Please give back, word for word, only the lines starting at the one containing "PR #332, opened 2017-12-22" and ending at the one containing "This branch implement" within the material below.

Records for processing:
☆ ☆ ☆ ☆

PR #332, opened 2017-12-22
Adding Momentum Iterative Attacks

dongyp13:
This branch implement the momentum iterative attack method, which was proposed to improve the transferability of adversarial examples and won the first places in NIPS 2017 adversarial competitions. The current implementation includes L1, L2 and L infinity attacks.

☆ ☆ ☆ ☆

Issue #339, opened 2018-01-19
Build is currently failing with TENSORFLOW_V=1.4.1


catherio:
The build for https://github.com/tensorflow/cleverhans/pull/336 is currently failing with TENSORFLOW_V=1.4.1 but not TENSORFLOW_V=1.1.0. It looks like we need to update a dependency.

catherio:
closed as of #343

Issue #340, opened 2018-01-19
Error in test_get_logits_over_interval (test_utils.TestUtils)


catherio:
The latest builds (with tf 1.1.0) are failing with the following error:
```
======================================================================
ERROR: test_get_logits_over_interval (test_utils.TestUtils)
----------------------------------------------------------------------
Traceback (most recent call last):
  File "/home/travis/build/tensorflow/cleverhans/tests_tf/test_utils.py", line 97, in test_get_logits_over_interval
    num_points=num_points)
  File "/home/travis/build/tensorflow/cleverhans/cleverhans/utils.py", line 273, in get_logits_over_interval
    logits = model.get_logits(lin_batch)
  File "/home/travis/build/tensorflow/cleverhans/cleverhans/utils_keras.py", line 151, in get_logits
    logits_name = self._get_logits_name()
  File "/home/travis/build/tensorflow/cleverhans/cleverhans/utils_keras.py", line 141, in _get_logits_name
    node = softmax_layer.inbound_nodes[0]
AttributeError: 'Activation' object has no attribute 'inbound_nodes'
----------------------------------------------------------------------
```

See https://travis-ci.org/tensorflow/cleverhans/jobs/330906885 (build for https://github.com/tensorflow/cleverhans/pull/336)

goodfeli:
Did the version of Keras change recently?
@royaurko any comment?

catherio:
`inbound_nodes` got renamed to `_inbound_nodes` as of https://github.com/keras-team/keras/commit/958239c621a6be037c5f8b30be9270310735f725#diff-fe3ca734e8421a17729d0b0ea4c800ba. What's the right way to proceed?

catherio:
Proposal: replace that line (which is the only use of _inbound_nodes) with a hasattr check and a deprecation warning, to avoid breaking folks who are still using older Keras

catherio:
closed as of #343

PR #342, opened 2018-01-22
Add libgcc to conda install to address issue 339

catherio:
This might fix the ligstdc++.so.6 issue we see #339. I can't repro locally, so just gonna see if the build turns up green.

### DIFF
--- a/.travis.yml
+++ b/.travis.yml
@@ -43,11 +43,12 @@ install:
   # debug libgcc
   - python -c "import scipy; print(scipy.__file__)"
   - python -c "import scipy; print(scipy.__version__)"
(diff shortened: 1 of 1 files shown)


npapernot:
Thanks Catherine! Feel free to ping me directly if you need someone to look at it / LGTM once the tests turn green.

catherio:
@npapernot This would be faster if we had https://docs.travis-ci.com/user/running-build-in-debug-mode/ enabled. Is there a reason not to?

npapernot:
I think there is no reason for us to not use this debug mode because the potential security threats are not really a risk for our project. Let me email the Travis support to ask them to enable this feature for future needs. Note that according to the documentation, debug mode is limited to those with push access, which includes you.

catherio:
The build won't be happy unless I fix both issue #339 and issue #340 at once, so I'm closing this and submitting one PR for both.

☆ ☆ ☆ ☆

Solution for this task:
PR #332, opened 2017-12-22
Adding Momentum Iterative Attacks

dongyp13:
This branch implement the momentum iterative attack method, which was proposed to improve the transferability of adversarial examples and won the first places in NIPS 2017 adversarial competitions. The current implementation includes L1, L2 and L infinity attacks.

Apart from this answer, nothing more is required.